620章 心鋒(5/5)

這種至寶,總要流露出些許不舍,唯一的答案,便是這小賊藏了餘留。


偏偏這該死的小賊,狡詐無比,不問“周先生可確信我還有界牌”,卻問“周先生可曾見我取走好幾塊界牌”,若是前者,他自當毫不猶豫說“是”,可偏偏是後者,他並沒有親見,便要說是腦子裏也要過一下,可就是這一頓,讓他漏了破綻。


讓諸位老祖確信了他周道虔並沒有親眼看到,如此,這小子須彌環中是否還存了界牌,不過是一個假設。
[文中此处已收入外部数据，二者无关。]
PR #4300, opened 2015-12-13
Always allow nil set; only warn if not using "is"

jkeiser:
- Aways allow nil to be set.
- If "is" is not specified, treat setting to nil as a get and warn if it would change the value.
- If nil fails validation on set, treat it as a reset.


jkeiser:
Closing this: the right behavior is to always accept `nil`.

coderanger:
@jkeiser Why is that the right behavior?

coderanger:
Ahh I see there is another ticket about this now.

六祖可以相信他周道幹的肯定答案,卻不能相信周道幹的推理,哪怕是他周某人用人頭擔保的推理。


說穿了,在六祖心中,他周某人的人頭也不過是螻蟻之頭,如何能同界牌相比。


周道幹正是洞悉了內容的關竅,明白反擊的戰機已失,再開口強辯,不過空惹人不快,此刻閉口不言,心中懊悔不已。


卻說,許易一言僵住了周道幹,心中也暗呼驚險,倘使他不巧施口舌之妙,說不得此刻便是死人了,催勤止水訣,定了定心神,說道,“事實證明,周先生不過是揣測,倘若因此揣測,激發某位前輩的賭性,害了某性命事小,毀了這塊界牌,又當如何是好,倘使這囚雲陣又破不開,神殿消失,又當如何是好,無異於絕了老祖們的仙緣。”


占得了先手,許易不需要為表真誠,強論某事的可能性,他隻需要將最壞的結果血淋淋地擺出來便成。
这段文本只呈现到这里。